Because of its world-famous reputation for quality, Parmigiano-Reggiano can be sold at a higher price point than cheese simply labeled "parmesan,"
As if a 'business journalist' would just echo this lie. I'm not overly surprised. Parmesan made by any other reputable blessed cheesemaker is going to be sufficient quality even if they taste slightly different. And in the context of counterfeit cheese? If it's so good that you have to put microchips in the 'real' one because otherwise there's no way to tell which is which, it's surely an endorsement for the 'fake' cheese.
The parmesan in a plastic tub that's mostly saw dust is better anyway; I'm reluctant to make lofty claims but it might just be the people's parmesan. I wouldn't even be surprised if it's vegan too.
Marxist-Clinonists
I'm 98% sure this is a marketing ploy. Company faces bankruptcy because one of it's top products doesn't sell. So it complains that the reason is that it's product is too good? That's advertising. The element that will be studied in future by business students is how the company got anti-capitalists to spread the advert. The contradiction in this ploy is they customers will now be asking: what if I buy one and it does break but the company has gone bankrupt and closed?
Maybe it's stats show that it mainly has new customers rather than repeat customers. That's a poor endorsement, not confirmation that it's products aren't breaking. It suggests that is products aren't being used enough to stress test them. And it suggests it's a saturated market and these devices aren't all they're cracked up to be.
Edit: still, I agree we should use this as an argument to leave capitalism in the dustbin of history.
I've probably complained about this on here before. But my local supermarket put these wide, low newsstands by the doors. It causes a bottleneck by the exit. I assume it's a loss prevention measure.
Maybe it works? It didn't prevent losing me as a customer. I can't be bothered navigating all the people who don't look up between the till and the obstacle, walk right up to it, and then struggle to fit through the gap.
The next place I went to stopped me twice at the self checkout store scanning thing saying that I was 'randomly' checked. (Mask on, sunglasses, hood up was almost certainly the issue. Either that or because I only go every three weeks, so my trolley is overflowing more than most people's.) I said if it happens again I won't come back.

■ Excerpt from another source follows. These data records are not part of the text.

PR #4304, opened 2025-03-24
[Issue #3909] add facets counts to search filter options and hide options with no results

### LINKED ISSUE #3909: Implementation: Show Facet Count

doug-s-nava:
## Summary
Fixes #3909 

Depends on https://github.com/HHS/simpler-grants-gov/pull/4276

## Changes proposed

* adds a facet count - a display showing the number of current search results related to a given filter option - to each filter option in all filter accordions except "agency"
* to support this, moves the search request call up a level, and drills the result down to the filter checkbox components
* changes status filter view to a standard accordion rather than the unique implementation previously used

### Note on tests

The search page unit test was deleted for a couple reasons:

* the page component doesn't do very much on its own, largely an entry point into other component behavior
* underlying behavior of search functionality (filters, search results, etc.) is, or should be, fully unit tested within smaller components
* use of suspendcd and unsuspended async behavior in child components makes testing that behavior here very difficult, since suspense needs to be mocked for use with testing library
* integrated behavior of the page is better tested using Playwright

As a result of deleting this the code coverage has gone down slightly. A main culprit on this page is the SearchFilterAccordion, which I restructured a bit, but still isn't structured well for testing. I don't think that's a big concern right now, as we can handle the behavior with e2e tests, but something to consider for later.

We should also consider whether we want to bother unit testing top level pages at all, or make it a clear standard that top level pages should not hold business logic whenever possible, and put that logic into child components that can be more easily isolated and tested on their own.

### Test steps
3. _VERIFY_: the status filter accordion is open with "posted" and "forecasted" options selected
4. _VERIFY_: facet counts display for all status options
5. open all filter accordions
6. _VERIFY_: all filter options show facet counts, except agencies
7. select an option with a positive facet count
8. _VERIFY_: search updates and facet counts change
9. select an option with a 0 facet count
10. _VERIFY_: option is selected but results and counts do not change

## Additional information

Screenshot 2025-03-27 at 10 16 36 AM


frontend/src/components/search/SearchFilterAccordion/SearchFilterSection/SearchFilterSection.tsx
```diff
@@ -66,6 +68,14 @@ const SearchFilterSection: React.FC<SearchFilterSectionProps> = ({
     toggleSelectAll(false, currentSelections);
   }, [toggleSelectAll, accordionTitle, searchParams, allSectionOptions]);
 
+  const childOptionsWithFacetCounts = option.children.filter((child) => {
+    return facetCounts[child.value];
+  });
+
+  if (!childOptionsWithFacetCounts.length) {
```
mdragon, line 75: Just checking that I'm reading this right. This is the piece that will hide the top level agency if none of it's sub-agencies have any facet counts, correct?

doug-s-nava: correct, I can add a code comment if you think that'd be helpful

frontend/src/app/[locale]/search/page.tsx
```diff
@@ -48,6 +49,8 @@ function Search({ searchParams, params }: SearchPageProps) {
     resolvedSearchParams.page = "1";
   }
 
+  const searchResultsPromise = searchForOpportunities(convertedSearchParams);
```
Comment (doug-s-nava) [inline frontend/src/app/[locale]/search/page.tsx:52]: moved out here to allow the filter components to consume the response to get facets

frontend/src/components/search/SearchFilters.tsx
```diff
@@ -13,36 +14,60 @@ import {
...
   const agenciesPromise = getAgenciesForFilterOptions();
 
+  let searchResults;
+  try {
+    searchResults = await searchResultsPromise;
+  } catch (e) {
+    console.error("Search error, cannot set filter facets", e);
+  }
+
+  const facetCounts = searchResults?.facet_counts || defaultFacetCounts;
```
doug-s-nava, line 50: the tricky piece here is that we have an async call in this component, but the component is not suspended. I did it this way because all we care about from the search response is the facet count, which is not vitally important to the functionality of the page. If we suspended on this, it would make the entire filter section unusable until the search results load, as fallbacks (I learned while working on this) cannot be interactive.

Also note that the promise is resolved here since beyond this in the tree we are in client component territory.

This works fine as far as I can tell, but makes testing tricky, as the test suite expects things like this to be suspended

acouch: I was thinking we'd have to do something like this, since we don't want all the filers and results flashing every time someone visits the page. This seems like a good outcome. It helps that most of the filters are hidden by default. The initial page render might be cached by a CDN at some point as well.

acouch (dismissed):
Looks great, excited we are adding this.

Third time, it didn't happen but the alarm buzzed as I left and two security guys wanted to see my receipt. While they were looking at the longest receipt they'd ever seen and saying they didn't know how they were going to check everything, I explained that this was the third time I'd been inconvenienced on my way out and if it happened again, I wouldn't be back. It hasn't happened since. I suspect that someone was watching me enter with that mask, the glasses, and the hood, and pressing a big red 'dodgy' button as I got near the exit.
Same get up, different store, different day, I was accosted for using my own very wide open hard-to-hide-anything-in bag as a basket because the store's baskets are rubbish and it's hard to tell whether I'll over fill my bag if I use the basket; and if I over fill my bag, I ain't buying it, as I have a long walk home.
Someone comes over. Was I going to pay for that? This stuff that I haven't yet paid for? That's how it usually works. He clicks the walkie talkie. It crackles. He says, they say they're going to pay for it. He tells me to make sure I do. Vaguely threatening. I needed what I went in for so I bought it but I haven't been back. I probably should go back to give them someone to watch while people dressed incognito are stealing from another aisle and getting away with it.
I suspect this is one of the real reasons behind all the anti-mask stuff—it was getting too hard to surveil us; all that tech they had been sold as security-capable became practically useless overnight.
Maybe it's just me but when companies make it harder to spend my money, I simply oblige them. I am a begrudging shopper at the best of times. Most people seem eager, idk.